The data are more likely under the informed hypothesis than under the alternative hypothesis; in fact we collected moderate evidence for the informed hypothesis. The results suggest that the data are 7.29 more likely under the informed hypothesis than under the hypothesis that all parameters are free to vary.

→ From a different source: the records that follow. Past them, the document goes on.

PR #520, opened 2024-10-22
Add go-libp2p@v0.37.0

MarcoPolo:


MarcoPolo:
Build without secrets will fail as the public cache has been turned off for cost reasons. Maybe it would make sense to make releases and turn the outputs of the docker builds into release artifacts so that forks can use them?

MarcoPolo:
Another idea is to use a container registry.

PR #603, opened 2025-02-04
chore: build webkit images during test run

achingbrain:
In order to test webkit interop, build docker images with the `BROWSER` build arg set to `webkit`.

I think we might need this before the tests in https://github.com/libp2p/js-libp2p/pull/2541 will actually run.


achingbrain:
https://github.com/libp2p/js-libp2p/pull/2541 has been merged, all WebKit transport-interop tests now pass apart from WebTransport.

PR #606, opened 2025-02-04
chore: test Firefox WebTransport

achingbrain:
WebTransport has been supported in Firefox since 125, so we can test interop now.


achingbrain:
That said, it's probably broken until 136 is released and Playwright upgrades to it - likely some time in March 2025

PR #614, opened 2025-02-18
Update transport interop for go-libp2p v0.40 & v0.39

MarcoPolo:


sukunrt:
lotus is on v0.37 and prysm is on v0.36. Should we keep those till they upgrade?

PR #642, opened 2025-04-23
specify known-good image by hash to force the correct version

dhuseby:
for some reason the incorrect nim docker image is being pulled in other PRs. i am testing if specifying a known-good version of the image via the hash will fix this.


dhuseby:
So this worked and fixes the nim builds.

PR #650, opened 2025-05-17
adding message dissemination rate vs time plots

hopinheimer:
@MarcoPolo  small effort toward adding more plots for analysis


MarcoPolo:
Could you try refactoring this slightly to avoid the duplication in parsing the log files?

Ideally we'd have a type and a function that parses the log files and returns a value of that type. Then different analysis functions accept that type of value and plot/analyze it.

If you don't get to this, I can take it

hopinheimer:
Oh that makes sense! let me take a stab at it and will ping you if I'm stuck

PR #654, opened 2025-05-29
transport interop: Bump go version fix Go Makefiles

MarcoPolo:
Adds go-libp2p v0.41.1, removes go-libp2p versions older than v0.40.0.

Updates the makefile to not cause rebuilds. We incorrectly set the verify-checksum step as a dependency to building the image. Since that was a phony target it would always cause the image to rebuild. Now we have the verify step as a function that is called.

@dhuseby This should fix any rebuild you were seeing for Go implementations. I was able to run make from the transport-interop directory and not see any rebuilds. The one caveat is that it seems like the Nim builder is broken. This means that setup was not reproducible, so we should fix that in a another PR.


transport-interop/impl/go/v0.39/version.lock
sukunrt, line 1: lotus is on this version: 
https://github.com/filecoin-project/lotus/blob/master/go.mod

transport-interop/impl/go/v0.36/version.lock
sukunrt, line 1: prysm is on this version: 
https://github.com/OffchainLabs/prysm/blob/develop/go.mod

This is now really old though.

sukunrt (approved):

MarcoPolo:
I think we should commit to interop testing the last two versions on each. Otherwise we'll always be hesitant to keep this up to date due to increasing testing times.

sukunrt:
last two is way too aggressive. Blockchain update times are rather long. Maybe a timeframe like 6 months?

MarcoPolo:
That's fair 👍 

fwiw I don't see this as us dropping support for previous versions. Just not explicitly testing interop on every PR. 

I think I can also make these interop tests faster, and then we can worry less about adding to testing time.

PR #656, opened 2025-06-03
feat(nim-libp2p): update transport-interop to v1.10.x

richard-ramos:
cc: @vladopajic, @kaiserd, @gmelodie

Updates the nim-libp2p version used for transport-interop.
This makes the [mainv1.nim] .code match https://github.com/vacp2p/nim-libp2p/tree/master/interop/transport
Also fixes a compilation issue happening due to an update in nim-chronicles.


richard-ramos:
In the dockerfile, there's a `nimble install_pinned` instruction. What this does is install specific commits for the dependencies, which are obtained from this file https://github.com/vacp2p/nim-libp2p/blob/master/.pinned

richard-ramos:
this happened because nim-chronicles introduced a breaking change in v0.11.0 ([commit](https://github.com/status-im/nim-chronicles/commit/a537556963bb42e048c7f7229456995355d360e5)), and nim-libp2p had its dependency set as "chronicles >= 0.10.3" ([link](https://github.com/vacp2p/nim-libp2p/blob/c3dae6a7d4d9961f1e99b14bcd996422e68b674b/libp2p.nimble#L12)), which allowed v0.11.0 to be pulled.

the latest version of nim-libp2p fixes this by capping the version: `"chronicles >= 0.10.3 & < 0.11.0"`

oddly, even though we use a .pinned file, `nimble`, the package manager from nim, installs dependencies before executing any tasks in libp2p.nimble (libp2p package definition file). so it tries to fetch the broken version first, fails, and never reaches the code that would download the specific dependency commits

PR #659, opened 2025-06-05
feat: add pref nim libp2p (working pr)

vladopajic:
this pr will hold work in progress - to be easily cherry picked to maintainers pr.


vladopajic:
the only folder that we are going to use from now on is `v1.10` that corresponds to `nim-libp2p` version used in perf.

PR #667, opened 2025-07-03
Add custom graph option for custom graph generation

wbjin:
The goal of this PR is to allow user defined network graphs for the gossipsub-interop testing using shadow. It branches off of https://github.com/libp2p/test-plans/pull/648 and will need to be merged after this.

It allows a user to
- Specify a node's upload and download bandwidth
- Specify latencies between specific nodes

Changes
- Add new arguments for specifying graph type and file paths for the "custom" option
- Modify `network_graph.py` to support the "random" graph generation (the existing one) and "custom" graph generation.

The graph is specified with two csv files, one for nodes and one for edges (more in the Readme). This change is part of an ongoing effort to replicate mainnet as close as possible. As we get more accurate latencies between nodes and the available bandwidth on each node, we should be able to recreate the libp2p layer of the mainnet network.

TODO

- [ ] Address PR feedback

### DIFF
--- a/gossipsub-interop/README.md
+++ b/gossipsub-interop/README.md
@@ -68,6 +68,25 @@ example, the output folder is
   - analysis_*.txt: A text file containing a high level analysis of the 3 key results
   - Charts visualizing the results.
 
+### Network graph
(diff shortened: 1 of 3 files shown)


MarcoPolo:
@wbjin , I didn't close this on purpose. It was a side effect of merging the other PR. Can you rebase on master and reopen the PR please?

PR #174, opened 2017-06-30
Allow to derive timeseries

sileht:
This is useful to convert cumulative metric into
non cumulative one.

### DIFF
--- a/gnocchi/carbonara.py
+++ b/gnocchi/carbonara.py
@@ -490,6 +490,11 @@ class AggregatedTimeSerie(TimeSerie):
         return AggregatedTimeSerie.from_grouped_serie(
             self.group_serie(sampling), sampling, self.aggregation_method)
 
+    def derive(self):
+        return AggregatedTimeSerie.from_data(
+            self.sampling, self.aggregation_method,
+            self.ts.index[1:], numpy.diff(self.ts.values))
+
     @classmethod
     def from_data(cls, sampling, aggregation_method, timestamps=None,
                   values=None, max_size=None):
--- a/gnocchi/rest/__init__.py
+++ b/gnocchi/rest/__init__.py
@@ -406,7 +406,8 @@ class MetricController(rest.RestController):
 
     @pecan.expose('json')
     def get_measures(self, start=None, stop=None, aggregation='mean',
-                     granularity=None, resample=None, refresh=False, **param):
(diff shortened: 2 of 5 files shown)


sileht:
I just would like to confirm about the chosen solution. It looks simple as first side, but...

For example, collectd sends to Gnocchi the number of packets send since the server boot. By default Gnocchi record the mean/min/max/sum/... but not first and last. max is close to last most of the times. But when the server reboot, we got one point wrong during one aggregation period.

So deriving a metric make sense only with first and last method.  My initial plan is :

* Write some archive policy rules in collectd-gnocchi to add last/first and remove min/max/mean/sum/.... for cumulative metrics
* Document in Gnocchi that derive make sense only for last and first.

Is it good ?

**/me switches devil advocate**

With the current implementation, you can't have mean/max/min of packet/s. That looks bad for a timeseries dabatase, no ?

**/me switches the other proposal guy**

* We do that at archive policy layer with a flag like derive=True
* We store somewhere only the last datapoint (or the first one ?)
  * I imagine storing the last datapoint as-is in each timeserie during the serialization 
* We store we compute the next derivated value and aggregate it with all methods of the archive policy

This solution is heavier to implement but should fix the devil advocate point.

jd:
If you have a timeseries where values is a counter that resets, the best thing is to store only `last`. As you say, `mean` or `min` and `max` makes no sense in a time range where the counter resets to 0.

If you have `last`, it's easy to compute the derive. You can also add another option with `derive` that would be something like `derive=true&absolute=true` where you'd return the `abs` difference between the points. That'd solve the problem of a counter going back to 0.

sileht:
I'm more worred about the fact we can't do mean/max/min of packet/s.

jd:
So then we'd need a solution you like described, with a different archive policy rules that states "compute the diff between points and then aggregate".
Why not.

sileht:
The other approach: https://github.com/gnocchixyz/gnocchi/pull/180

chungg:
i think you're right, it doesn't allow us to compute mean of rate.

getting the diff  is useful in case where you want to eliminate the trend of a time-series... but you generally diff the log so maybe this doesn't help exactly.

i am indifferent to this solution. are we declaring /aggregates endpoint to be the place where we allow users to play with the data that is stored? i do think we should have an endpoint(s) for requests that are beyond retrieval of stored data.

If we would like to compare the inequality-constrained hypothesis \(\mathcal{H}_r\) against the null hypothesis \(\mathcal{H}_0\) which states that the probability for a statistical reporting error is equal across all journals, we can set the Bayes factor type in `binom_bf_equality()`

to `BFr0`

.

```
eq_results <- multibridge::binom_bf_informed(x=x, n=n, Hr=Hr, a=a, b=b,
factor_levels=journal_names,
bf_type = 'BFr0',
seed = 2020,
niter = 2e4)
m3 <- summary(eq_results)
m3
```

```
## Bayes factor analysis
##
## Hypothesis H_0:
## All parameters are exactly equal.
##
## Hypothesis H_r:
## JAP , PS , JCCP , PLOS , DP , FP , JEPG < JPSP
##
## Bayes factor estimate BFr0:
##
## 5.3802e+68
##
## Based on 1 independent inequality-constrained hypothesis.
##
## Relative Mean-Square Error:
##
## 0.0038
##
## Posterior Median and Credible Intervals Of Marginal Beta Distributions:
## alpha beta 2.5% 50% 97.5%
## 1 JAP 1 + 551 1 + 1087 0.314 0.337 0.360
## 2 PS 1 + 668 1 + 1013 0.374 0.397 0.421
## 3 JCCP 1 + 1180 1 + 1233 0.469 0.489 0.509
## 4 PLOS 1 + 1236 1 + 1251 0.477 0.497 0.517
## 5 DP 1 + 1327 1 + 1280 0.490 0.509 0.528
## 6 FP 1 + 357 1 + 345 0.472 0.509 0.545
## 7 JEPG 1 + 450 1 + 371 0.514 0.548 0.582
## 8 JPSP 1 + 2504 1 + 1842 0.561 0.576 0.591
```

The resulting Bayes factor that compares the informed to the null hypothesis provides extreme evidence for the informed hypothesis; the data are 5.3810^{68} more likely under the informed hypothesis than under the null hypothesis. But since the data provided only moderate evidence against the encompassing hypotheses (i.e., BFre=7.29), it would be more sensible to say that this result suggests a misspecification of the null model rather than a well specified informed hypothesis.

Nuijten, Michèle B, Chris HJ Hartgerink, Marcel ALM van Assen, Sacha Epskamp, and Jelte M Wicherts. 2016. “The Prevalence of Statistical Reporting Errors in Psychology (1985–2013).” *Behavior Research Methods* 48: 1205–26.